▸ **What the task requires**:
Find the number of lines in these records where the word "github" appears. Reply with that number and nothing more.

▸ **Source data**:
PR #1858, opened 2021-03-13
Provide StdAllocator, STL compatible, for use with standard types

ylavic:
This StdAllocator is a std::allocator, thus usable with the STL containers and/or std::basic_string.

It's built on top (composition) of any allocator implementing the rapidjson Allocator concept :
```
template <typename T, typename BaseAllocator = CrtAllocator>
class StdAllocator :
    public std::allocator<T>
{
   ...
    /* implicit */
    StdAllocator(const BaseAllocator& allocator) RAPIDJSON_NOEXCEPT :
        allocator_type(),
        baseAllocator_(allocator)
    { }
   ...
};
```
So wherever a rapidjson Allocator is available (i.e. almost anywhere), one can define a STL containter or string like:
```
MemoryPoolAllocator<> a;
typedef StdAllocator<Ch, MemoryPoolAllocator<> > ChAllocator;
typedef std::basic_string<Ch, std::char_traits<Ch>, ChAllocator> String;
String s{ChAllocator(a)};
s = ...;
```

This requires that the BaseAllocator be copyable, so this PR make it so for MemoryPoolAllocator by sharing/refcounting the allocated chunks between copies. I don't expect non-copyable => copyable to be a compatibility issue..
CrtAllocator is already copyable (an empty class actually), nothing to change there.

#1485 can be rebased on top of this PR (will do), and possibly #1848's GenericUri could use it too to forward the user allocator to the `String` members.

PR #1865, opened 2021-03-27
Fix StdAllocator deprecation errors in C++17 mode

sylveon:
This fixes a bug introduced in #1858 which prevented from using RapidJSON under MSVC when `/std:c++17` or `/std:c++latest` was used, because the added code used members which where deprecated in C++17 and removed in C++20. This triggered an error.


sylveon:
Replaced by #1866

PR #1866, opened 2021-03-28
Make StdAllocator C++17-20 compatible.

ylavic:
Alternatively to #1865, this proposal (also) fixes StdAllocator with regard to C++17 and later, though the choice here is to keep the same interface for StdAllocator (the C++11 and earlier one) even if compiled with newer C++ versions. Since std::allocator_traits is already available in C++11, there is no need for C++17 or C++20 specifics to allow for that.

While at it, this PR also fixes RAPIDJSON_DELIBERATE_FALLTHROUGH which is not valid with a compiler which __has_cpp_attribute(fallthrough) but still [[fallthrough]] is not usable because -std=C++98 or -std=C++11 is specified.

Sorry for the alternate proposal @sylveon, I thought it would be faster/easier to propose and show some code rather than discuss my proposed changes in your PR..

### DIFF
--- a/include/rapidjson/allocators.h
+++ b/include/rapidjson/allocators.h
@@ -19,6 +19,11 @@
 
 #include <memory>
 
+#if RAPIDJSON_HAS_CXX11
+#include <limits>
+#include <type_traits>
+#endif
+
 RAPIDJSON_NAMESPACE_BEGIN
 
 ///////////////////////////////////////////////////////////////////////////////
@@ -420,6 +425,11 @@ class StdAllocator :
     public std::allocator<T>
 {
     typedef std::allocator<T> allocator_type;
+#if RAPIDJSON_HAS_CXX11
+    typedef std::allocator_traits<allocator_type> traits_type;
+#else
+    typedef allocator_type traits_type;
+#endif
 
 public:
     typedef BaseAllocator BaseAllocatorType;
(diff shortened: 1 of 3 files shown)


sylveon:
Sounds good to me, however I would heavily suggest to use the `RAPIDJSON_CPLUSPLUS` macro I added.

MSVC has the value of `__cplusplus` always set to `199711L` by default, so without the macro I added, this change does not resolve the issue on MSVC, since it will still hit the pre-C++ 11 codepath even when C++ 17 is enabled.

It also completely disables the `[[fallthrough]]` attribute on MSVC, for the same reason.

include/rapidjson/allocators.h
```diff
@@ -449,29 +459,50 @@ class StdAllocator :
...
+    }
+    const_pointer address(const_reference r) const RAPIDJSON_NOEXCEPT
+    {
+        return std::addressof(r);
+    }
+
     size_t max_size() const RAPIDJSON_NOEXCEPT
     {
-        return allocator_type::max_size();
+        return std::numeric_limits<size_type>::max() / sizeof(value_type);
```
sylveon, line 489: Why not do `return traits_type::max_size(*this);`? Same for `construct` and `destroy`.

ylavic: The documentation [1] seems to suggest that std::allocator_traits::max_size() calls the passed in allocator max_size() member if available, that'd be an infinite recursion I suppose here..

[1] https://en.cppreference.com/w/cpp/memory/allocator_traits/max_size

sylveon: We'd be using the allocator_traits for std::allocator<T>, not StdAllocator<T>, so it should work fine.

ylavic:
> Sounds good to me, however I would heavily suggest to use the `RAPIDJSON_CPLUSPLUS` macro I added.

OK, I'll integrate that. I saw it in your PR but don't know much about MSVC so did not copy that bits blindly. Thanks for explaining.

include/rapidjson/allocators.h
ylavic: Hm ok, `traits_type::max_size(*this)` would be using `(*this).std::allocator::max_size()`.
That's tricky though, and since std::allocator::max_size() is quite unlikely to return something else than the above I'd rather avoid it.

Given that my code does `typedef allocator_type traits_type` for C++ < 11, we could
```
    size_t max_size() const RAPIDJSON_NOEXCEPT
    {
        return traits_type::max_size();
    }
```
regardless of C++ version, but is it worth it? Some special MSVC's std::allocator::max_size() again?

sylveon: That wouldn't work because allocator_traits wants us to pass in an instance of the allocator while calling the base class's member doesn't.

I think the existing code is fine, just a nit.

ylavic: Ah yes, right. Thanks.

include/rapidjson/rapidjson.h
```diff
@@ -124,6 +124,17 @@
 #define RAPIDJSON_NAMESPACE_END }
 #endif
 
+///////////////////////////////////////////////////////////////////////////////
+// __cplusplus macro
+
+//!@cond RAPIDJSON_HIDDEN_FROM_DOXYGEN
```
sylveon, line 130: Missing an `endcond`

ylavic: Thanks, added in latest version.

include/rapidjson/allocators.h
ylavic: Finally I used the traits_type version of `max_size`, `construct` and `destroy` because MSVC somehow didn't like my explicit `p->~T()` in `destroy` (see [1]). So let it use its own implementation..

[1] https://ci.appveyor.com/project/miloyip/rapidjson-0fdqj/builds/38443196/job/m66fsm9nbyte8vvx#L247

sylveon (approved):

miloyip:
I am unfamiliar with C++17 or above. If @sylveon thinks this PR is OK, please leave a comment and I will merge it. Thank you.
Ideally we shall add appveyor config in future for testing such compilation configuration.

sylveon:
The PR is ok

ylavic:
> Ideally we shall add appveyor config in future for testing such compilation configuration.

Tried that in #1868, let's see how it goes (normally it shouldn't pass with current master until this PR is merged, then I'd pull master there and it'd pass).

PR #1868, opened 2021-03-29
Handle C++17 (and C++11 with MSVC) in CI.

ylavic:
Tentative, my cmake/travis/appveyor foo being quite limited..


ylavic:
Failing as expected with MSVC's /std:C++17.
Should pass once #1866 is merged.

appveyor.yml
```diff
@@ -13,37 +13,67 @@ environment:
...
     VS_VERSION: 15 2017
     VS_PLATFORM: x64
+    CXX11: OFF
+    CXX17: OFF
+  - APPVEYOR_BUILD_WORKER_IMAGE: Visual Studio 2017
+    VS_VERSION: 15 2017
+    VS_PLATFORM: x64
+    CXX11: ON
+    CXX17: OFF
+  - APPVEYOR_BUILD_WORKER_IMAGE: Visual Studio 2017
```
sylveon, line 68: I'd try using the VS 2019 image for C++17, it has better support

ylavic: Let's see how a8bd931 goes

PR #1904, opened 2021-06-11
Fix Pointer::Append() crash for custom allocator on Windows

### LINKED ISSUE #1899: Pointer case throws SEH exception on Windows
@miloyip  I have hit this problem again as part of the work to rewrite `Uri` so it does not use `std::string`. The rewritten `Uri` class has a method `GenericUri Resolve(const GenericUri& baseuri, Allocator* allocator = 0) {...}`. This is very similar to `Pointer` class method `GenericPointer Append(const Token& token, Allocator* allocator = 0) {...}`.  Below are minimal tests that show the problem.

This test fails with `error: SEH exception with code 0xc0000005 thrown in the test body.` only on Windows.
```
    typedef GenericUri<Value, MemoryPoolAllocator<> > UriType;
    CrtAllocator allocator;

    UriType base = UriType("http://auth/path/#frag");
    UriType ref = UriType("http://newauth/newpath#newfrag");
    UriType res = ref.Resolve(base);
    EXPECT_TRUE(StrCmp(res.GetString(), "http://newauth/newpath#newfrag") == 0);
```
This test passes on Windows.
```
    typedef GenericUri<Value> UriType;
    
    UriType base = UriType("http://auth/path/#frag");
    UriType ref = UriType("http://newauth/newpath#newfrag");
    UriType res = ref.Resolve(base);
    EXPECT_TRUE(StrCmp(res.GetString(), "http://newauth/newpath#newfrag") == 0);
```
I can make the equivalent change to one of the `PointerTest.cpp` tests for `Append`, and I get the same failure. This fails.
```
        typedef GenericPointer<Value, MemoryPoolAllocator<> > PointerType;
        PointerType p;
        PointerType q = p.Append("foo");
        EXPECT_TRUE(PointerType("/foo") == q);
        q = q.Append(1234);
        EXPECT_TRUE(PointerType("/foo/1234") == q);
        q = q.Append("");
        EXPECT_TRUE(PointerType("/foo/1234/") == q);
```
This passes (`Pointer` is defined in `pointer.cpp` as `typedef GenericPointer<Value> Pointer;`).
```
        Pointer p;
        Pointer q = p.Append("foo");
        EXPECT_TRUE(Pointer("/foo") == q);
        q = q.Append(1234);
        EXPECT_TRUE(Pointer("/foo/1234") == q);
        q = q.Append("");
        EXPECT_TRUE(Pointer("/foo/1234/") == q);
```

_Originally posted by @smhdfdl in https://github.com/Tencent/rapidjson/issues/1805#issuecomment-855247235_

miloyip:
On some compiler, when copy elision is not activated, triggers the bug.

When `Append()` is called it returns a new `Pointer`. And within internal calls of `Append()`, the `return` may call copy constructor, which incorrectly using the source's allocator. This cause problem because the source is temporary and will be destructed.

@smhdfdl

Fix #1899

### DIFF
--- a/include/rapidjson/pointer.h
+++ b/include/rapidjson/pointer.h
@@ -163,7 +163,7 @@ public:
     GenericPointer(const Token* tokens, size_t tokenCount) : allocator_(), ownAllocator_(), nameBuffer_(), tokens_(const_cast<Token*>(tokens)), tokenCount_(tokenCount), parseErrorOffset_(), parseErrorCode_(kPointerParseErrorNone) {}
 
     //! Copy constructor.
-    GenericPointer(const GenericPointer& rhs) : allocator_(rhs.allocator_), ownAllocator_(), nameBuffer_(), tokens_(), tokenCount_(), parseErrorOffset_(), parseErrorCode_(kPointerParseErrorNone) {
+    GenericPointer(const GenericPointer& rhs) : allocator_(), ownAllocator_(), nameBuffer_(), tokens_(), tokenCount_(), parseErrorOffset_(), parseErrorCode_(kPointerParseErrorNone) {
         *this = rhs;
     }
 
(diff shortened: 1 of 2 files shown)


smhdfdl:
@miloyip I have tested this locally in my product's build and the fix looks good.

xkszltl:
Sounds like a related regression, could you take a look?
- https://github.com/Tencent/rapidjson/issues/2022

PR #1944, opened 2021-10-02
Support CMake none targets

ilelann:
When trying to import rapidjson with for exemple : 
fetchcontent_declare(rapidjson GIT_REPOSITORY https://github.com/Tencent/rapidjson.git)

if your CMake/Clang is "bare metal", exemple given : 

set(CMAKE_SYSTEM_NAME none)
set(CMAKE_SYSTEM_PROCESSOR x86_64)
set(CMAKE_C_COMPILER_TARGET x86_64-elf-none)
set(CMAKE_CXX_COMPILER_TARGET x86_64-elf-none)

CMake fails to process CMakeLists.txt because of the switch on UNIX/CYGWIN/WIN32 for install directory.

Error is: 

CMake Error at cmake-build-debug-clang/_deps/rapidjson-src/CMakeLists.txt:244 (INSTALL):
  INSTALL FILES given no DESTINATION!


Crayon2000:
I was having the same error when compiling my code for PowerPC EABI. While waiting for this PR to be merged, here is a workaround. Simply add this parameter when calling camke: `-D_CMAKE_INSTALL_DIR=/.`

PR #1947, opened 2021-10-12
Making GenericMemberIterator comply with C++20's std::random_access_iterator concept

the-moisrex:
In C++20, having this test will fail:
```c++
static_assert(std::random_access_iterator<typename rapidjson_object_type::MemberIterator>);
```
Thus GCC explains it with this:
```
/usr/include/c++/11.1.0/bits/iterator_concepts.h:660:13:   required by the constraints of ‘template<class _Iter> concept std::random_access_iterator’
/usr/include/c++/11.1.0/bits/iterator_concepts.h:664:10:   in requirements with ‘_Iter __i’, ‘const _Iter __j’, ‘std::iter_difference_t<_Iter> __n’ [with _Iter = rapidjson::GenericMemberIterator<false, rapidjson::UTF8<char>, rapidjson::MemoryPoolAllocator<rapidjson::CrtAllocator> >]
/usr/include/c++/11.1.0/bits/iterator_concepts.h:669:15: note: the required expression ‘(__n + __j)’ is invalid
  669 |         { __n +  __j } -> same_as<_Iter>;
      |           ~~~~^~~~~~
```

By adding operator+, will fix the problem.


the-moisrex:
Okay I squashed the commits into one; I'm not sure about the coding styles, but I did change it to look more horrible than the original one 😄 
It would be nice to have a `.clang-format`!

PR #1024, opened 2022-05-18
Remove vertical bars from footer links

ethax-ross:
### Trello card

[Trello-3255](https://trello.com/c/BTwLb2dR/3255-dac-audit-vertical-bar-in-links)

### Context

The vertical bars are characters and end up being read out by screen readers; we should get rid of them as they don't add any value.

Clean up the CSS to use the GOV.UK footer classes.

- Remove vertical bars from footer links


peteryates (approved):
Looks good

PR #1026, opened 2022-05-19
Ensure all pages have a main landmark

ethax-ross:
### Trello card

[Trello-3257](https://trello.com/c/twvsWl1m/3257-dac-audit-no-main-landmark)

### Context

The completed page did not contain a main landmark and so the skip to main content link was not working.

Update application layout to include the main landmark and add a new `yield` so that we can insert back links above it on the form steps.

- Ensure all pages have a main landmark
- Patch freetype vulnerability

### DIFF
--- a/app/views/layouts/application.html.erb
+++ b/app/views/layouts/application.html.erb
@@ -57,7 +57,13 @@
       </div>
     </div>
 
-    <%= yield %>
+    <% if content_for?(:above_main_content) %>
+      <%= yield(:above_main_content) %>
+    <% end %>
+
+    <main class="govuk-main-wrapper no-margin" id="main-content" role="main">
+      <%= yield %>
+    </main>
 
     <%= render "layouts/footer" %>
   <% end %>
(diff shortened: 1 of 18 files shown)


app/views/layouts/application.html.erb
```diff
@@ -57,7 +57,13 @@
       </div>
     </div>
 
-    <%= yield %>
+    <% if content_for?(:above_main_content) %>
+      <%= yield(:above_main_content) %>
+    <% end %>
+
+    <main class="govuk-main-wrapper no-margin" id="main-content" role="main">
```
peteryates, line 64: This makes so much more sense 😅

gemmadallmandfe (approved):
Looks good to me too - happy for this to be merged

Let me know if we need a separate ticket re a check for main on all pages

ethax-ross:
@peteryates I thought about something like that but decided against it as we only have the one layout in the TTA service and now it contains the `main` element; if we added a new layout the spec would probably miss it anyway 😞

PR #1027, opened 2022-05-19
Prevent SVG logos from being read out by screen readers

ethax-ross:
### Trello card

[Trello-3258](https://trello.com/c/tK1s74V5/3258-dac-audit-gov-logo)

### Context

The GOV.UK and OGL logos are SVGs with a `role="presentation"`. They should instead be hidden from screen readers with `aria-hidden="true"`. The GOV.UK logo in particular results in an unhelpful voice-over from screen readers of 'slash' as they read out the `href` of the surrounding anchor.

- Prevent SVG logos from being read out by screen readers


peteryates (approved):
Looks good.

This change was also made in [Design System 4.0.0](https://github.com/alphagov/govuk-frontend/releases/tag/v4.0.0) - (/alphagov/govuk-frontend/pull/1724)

▸ **Answer below**:
4